The medical image processing apparatus according to the embodiment stores an image information acquisition unit that acquires image information including image data and incidental information stored in a first recording medium, and image information acquired by the image information acquisition unit. An image information storage unit, a capacity acquisition unit for acquiring the capacity of the second recording medium, and image data obtained by compressing image data corresponding to the incidental information included in the image information acquired by the image information acquisition unit. If the information indicating that there is, a data size calculation unit that predicts and calculates the data size when the compressed image data is decompressed , and each of the plurality of first recording media in the image information acquisition unit An index information editing unit that creates at least one index information based on the incidental information included in the image information acquired from the index information, and the index information created by the index information editing unit. When the from the image information stored in the image information storage unit, the second recording and profile data creation unit that creates profile data for storing the medium, the second recording medium acquired by the capacity acquisition unit And a determination unit that compares and determines the size of the profile data created by the profile data creation unit, and the determination unit determines that the size of the profile data is less than or equal to the capacity of the second recording medium And a data writing unit that decompresses the compressed image data and writes the profile data created by the profile data creation unit to the second recording medium.
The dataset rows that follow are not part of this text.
PR #117, opened 2018-10-20
Add Support for /sys/class/power_supply

shaardie:
This corresponds to [ACPI Support Issue](https://github.com/prometheus/node_exporter/issues/676) in Node exporter.

The implementation uses [netclass.go](https://github.com/prometheus/procfs/blob/master/sysfs/net_class.go) as a model.


SuperQ:
Thanks! I have two overall review items.

I think the file should be named `class_power_supply.go` to match the `/sys/class/power_supply` hierarchy.

Please add a tests like net_class_test.go and system_cpu_test.go.

sysfs/power_supply_class.go
```diff
@@ -0,0 +1,188 @@
...
+	"io/ioutil"
+	"os"
+	"reflect"
+	"strconv"
+	"strings"
+
+	"github.com/prometheus/procfs/internal/util"
+)
+
+// PowerSupply contains info from files in /sys/class/power_supply for a single power supply
```
SuperQ: Please end all comments with a full stop (`.`).

shachaf:
As far as I can tell all the information in the individual files this reads is also available in `/sys/class/power_supply/*/uevent`, which is much more straightforward to read and parse. It might be worth considering doing that instead? I linked to some code that does that in a comment on the issue.

shaardie:
@shachaf Yes, all those attributes are also present via the `uevent` interface in `/sys/class/power_supply/*/uevent`, but 

* I thought this project was about parsing the `sysfs` and `procfs` interfaces, so it appears canonical to me to read those interfaces.
* I do not really see why parsing the `uevent` file is more straightforward. Yes it is only one file, but you actually have to parse it. Using the other files is only reading the file and using the correct type.

PR #209, opened 2019-09-03
add parsing of /proc/cpuinfo

pgier:


pgier:
@SuperQ @discordianfish you guys ok with this?

SuperQ:
Yes, this is totally in line with this code.

pgier:
@SuperQ I initially implemented the fields of the `CPUInfo` struct using uints and floats where it seemed appropriate, however, I'm kind of wondering if it would be better to just make all the struct fields strings.  Since most or all of these would likely be used as labels and not as metric values, it seems kind of pointless to convert to a numeric type if we're just going to convert back to a string later anyway.  This would also mean we need less error checking and we can just return whatever value is read even if it's not a valid number.
WDYT?  Should all the struct fields be strings here?

pgier:
Another possibility is to just use a `map[string]string` instead of interpreting the fields at all

SuperQ:
I think keeping things numeric is fine, as this library can be used for other things besides node_exporter labels. :smile:

pgier:
My concern is that we'll run into some case where cpuinfo contains a non-numeric value for one of these fields, and then it becomes a bug in procfs.  If we just return the string, then it's up to the client code to determine how to correctly interpret the data, and they can add some handling for specific weird cases if needed.

SuperQ:
`#proc-life`

pgier:
I'm just going to change the ID fields to strings since I think math operations on those fields normally doesn't make sense, and also change the CPU MHz to a float64 since that should always be numeric hopefully.

PR #210, opened 2019-09-05
add cpu topology information

pgier:
Parse /sys/devices/system/cpu/cpuN/topology and /sys/devices/system/cpu/cpuN/thermal_throttle


pgier:
@discordianfish @SuperQ  PTAL

PR #213, opened 2019-09-05
ignore symlinks in sysfs when iterating directories

pgier:
Prevents error when attempting to read a symlink as a regular file.

Related to https://github.com/prometheus/node_exporter/issues/1465


pgier:
Same problem as #206

PR #215, opened 2019-09-11
additional error handling when reading files in /sys/class

pgier:
Some regular files in /sys/class are not readable on certain
systems, so just ignore them.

1 is a block diagram showing a schematic configuration of a medical image processing apparatus according to an embodiment of the present invention. The block diagram which shows the detail of a control part. 6 is a flowchart showing an operation of writing image information of the recording medium A into the recording medium M. The figure which shows the example of a classification | category of index information. The figure which shows the example in the case of deleting for every patient ID among index information.

  Hereinafter, embodiments of the present invention will be described with reference to the accompanying drawings.

  FIG. 1 is a block diagram showing a schematic configuration of a medical image processing apparatus 1 according to an embodiment of the present invention. The medical image processing apparatus 1 is provided as a part of, for example, HIS (Hospital Information System) or RIS (Radiology Information System), and is external to an image diagnostic apparatus or a data server (not shown). The apparatus is connected to each other via a local area network (LAN) in the hospital so that they can communicate with each other.

  The reading / writing device 3 is connected to the medical image processing device 1. The reading / writing device 3 reads or writes data from a removable recording medium such as MO, CD-ROM, DVD-RW, etc., under the control of the control unit 10, and exchanges data with the medical image processing device 1. I do.

  The medical image processing apparatus 1 is configured based on a personal computer or a workstation, and includes a control unit 10, a display unit 12, an operation unit 13, a communication unit 15, a storage unit 16, an information storage medium 17, an image information storage unit 21, an index. An information storage unit 22 and a conversion destination data storage unit 23 are included, and are configured to be communicably connected to each other via a bus.

  The display unit 12 is a monitor or the like, and displays image data and the like based on the control of the control unit 10. The operation unit 13 is an input device such as a touch panel or operation keys. The communication unit 15 is connected to the in-hospital LAN and communicates with an external device.

  The image information storage unit 21 stores image information acquired from a recording medium in the reading / writing device 3 (such as image data and accompanying information of corresponding text). Details will be described later.

  The index information storage unit 22 stores the index information created by the index information editing unit 104 described later. Details will be described later.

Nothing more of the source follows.